EXERCISE:
Work through the listing below and state how many of its lines hold the word "split". Give no other output.
==============================
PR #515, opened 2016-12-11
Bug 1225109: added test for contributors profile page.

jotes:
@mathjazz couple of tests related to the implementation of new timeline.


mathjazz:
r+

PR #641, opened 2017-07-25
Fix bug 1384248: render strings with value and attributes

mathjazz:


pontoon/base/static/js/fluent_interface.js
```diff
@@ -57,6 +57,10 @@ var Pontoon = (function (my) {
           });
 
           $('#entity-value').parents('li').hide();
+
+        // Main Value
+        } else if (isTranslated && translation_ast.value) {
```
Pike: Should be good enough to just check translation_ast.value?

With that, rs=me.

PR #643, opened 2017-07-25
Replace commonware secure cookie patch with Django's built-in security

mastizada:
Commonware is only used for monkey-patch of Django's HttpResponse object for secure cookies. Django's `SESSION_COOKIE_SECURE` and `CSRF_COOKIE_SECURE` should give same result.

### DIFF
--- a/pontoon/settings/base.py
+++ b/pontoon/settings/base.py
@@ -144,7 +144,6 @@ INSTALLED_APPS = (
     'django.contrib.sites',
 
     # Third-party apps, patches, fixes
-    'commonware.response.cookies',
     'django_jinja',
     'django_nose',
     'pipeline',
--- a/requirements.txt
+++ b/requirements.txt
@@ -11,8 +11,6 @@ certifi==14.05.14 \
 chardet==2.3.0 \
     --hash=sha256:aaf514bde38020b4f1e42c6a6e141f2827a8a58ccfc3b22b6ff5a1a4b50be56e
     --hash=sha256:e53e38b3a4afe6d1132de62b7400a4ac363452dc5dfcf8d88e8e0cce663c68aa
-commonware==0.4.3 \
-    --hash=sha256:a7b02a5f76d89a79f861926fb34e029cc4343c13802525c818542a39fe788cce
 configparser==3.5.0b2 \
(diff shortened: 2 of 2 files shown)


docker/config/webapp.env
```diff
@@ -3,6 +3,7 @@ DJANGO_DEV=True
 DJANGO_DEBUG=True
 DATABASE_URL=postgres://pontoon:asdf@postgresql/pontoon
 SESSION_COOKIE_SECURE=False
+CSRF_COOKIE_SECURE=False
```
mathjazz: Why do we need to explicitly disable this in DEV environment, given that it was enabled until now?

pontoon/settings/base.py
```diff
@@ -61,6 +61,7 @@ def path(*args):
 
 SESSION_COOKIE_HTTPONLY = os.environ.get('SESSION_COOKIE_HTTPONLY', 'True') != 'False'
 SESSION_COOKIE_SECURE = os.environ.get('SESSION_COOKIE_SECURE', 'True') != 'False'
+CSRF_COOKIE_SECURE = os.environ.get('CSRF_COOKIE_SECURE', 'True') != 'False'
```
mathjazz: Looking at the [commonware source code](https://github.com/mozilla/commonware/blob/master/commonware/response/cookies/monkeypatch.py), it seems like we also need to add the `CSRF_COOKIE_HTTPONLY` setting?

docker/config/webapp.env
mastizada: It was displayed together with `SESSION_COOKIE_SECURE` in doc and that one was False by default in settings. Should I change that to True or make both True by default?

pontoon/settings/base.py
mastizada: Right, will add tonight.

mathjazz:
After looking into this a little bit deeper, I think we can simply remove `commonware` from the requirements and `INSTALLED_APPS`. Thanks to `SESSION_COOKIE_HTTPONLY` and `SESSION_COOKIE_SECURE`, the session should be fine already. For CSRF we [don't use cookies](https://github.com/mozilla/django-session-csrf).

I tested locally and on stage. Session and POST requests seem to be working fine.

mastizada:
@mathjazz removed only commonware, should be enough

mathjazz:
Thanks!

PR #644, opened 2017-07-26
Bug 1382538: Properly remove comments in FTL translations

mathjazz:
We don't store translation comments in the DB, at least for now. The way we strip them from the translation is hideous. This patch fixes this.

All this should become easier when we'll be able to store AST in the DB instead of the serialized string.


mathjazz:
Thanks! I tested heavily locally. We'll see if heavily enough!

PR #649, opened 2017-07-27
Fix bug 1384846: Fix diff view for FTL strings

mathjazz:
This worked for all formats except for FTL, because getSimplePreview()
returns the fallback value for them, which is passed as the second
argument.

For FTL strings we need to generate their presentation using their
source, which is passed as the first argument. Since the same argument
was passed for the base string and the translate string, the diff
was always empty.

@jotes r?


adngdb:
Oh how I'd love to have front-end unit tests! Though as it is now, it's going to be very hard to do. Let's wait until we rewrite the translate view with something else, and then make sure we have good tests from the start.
==============================
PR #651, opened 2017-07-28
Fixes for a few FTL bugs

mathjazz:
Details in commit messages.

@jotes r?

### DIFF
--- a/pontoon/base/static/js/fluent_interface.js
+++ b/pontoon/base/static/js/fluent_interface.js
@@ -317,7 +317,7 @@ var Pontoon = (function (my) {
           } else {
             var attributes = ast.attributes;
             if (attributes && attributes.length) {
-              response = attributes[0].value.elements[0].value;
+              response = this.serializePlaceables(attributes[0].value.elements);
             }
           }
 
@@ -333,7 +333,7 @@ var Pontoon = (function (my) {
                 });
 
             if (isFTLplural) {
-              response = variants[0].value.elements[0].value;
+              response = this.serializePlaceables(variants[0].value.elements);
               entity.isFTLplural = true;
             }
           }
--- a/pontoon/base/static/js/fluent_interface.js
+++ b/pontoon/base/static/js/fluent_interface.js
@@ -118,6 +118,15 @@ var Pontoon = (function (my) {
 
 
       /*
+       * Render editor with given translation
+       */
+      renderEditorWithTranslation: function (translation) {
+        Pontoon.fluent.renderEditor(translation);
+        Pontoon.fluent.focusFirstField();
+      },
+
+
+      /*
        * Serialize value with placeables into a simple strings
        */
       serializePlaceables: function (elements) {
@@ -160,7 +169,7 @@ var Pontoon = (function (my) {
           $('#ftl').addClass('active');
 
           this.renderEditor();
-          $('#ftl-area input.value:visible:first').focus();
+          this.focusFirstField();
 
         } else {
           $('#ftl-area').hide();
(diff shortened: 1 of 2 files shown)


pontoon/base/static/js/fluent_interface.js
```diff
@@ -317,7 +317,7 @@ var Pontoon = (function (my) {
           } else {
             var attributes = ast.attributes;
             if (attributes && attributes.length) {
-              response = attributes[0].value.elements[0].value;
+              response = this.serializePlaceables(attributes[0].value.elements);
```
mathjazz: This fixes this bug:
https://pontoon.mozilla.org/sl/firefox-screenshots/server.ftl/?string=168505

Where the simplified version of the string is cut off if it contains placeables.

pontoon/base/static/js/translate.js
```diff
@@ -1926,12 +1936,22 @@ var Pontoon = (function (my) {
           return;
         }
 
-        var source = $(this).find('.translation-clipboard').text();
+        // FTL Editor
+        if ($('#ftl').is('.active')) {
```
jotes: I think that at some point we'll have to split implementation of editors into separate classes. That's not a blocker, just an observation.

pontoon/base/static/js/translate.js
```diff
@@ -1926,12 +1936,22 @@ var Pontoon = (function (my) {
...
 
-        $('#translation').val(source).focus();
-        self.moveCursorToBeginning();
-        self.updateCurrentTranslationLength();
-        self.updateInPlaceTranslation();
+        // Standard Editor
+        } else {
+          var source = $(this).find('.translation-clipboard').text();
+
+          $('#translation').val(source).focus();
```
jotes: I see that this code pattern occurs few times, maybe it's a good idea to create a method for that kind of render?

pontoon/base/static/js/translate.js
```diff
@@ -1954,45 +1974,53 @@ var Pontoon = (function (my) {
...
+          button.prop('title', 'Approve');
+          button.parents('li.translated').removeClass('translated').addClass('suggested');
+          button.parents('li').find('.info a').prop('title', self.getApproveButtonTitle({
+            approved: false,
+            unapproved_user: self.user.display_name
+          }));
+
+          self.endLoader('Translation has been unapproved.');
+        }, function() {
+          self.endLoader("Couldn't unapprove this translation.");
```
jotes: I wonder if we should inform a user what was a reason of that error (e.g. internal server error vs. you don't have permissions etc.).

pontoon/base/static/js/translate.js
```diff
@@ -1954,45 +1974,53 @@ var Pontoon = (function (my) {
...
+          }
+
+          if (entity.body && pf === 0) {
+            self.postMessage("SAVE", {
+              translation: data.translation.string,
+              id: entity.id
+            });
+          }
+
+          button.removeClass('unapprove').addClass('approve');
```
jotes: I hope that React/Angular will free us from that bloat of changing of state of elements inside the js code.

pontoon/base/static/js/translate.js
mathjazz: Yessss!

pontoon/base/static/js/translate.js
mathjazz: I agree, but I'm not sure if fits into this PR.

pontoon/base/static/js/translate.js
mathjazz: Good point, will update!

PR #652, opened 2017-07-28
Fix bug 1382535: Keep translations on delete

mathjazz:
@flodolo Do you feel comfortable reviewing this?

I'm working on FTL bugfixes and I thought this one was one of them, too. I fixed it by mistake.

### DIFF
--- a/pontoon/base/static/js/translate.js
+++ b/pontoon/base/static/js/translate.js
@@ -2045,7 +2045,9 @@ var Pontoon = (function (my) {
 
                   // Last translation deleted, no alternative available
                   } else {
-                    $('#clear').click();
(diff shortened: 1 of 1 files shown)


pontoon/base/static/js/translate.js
==============================
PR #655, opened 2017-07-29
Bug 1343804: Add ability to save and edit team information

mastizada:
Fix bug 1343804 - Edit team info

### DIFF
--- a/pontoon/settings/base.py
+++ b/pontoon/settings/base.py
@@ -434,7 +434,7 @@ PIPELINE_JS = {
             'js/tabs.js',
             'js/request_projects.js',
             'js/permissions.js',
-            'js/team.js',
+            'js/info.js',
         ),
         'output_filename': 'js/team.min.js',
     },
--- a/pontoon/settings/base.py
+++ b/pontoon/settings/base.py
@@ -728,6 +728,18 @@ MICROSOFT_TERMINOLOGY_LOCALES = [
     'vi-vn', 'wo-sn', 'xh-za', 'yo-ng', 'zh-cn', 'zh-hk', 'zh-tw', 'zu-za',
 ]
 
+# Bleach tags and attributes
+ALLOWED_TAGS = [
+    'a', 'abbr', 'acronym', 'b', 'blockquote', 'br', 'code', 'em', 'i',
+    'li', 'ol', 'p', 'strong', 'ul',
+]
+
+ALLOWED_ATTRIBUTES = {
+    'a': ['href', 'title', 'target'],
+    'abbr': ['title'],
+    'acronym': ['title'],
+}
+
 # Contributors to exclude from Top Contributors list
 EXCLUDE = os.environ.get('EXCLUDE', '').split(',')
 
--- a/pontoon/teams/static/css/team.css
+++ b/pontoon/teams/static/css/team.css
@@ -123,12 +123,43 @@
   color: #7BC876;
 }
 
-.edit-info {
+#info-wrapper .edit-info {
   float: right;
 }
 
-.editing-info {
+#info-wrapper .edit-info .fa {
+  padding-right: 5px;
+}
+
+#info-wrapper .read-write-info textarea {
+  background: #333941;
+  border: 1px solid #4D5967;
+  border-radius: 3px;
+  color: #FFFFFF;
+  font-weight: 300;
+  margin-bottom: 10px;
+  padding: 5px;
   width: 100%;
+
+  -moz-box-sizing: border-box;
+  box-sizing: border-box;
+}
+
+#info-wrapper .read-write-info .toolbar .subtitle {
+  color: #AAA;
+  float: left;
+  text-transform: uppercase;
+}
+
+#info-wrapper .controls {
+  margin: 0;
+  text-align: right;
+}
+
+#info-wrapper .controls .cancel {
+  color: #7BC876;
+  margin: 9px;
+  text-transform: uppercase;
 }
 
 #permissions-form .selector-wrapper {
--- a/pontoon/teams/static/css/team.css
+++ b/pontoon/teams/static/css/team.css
==============================
REPLY:
2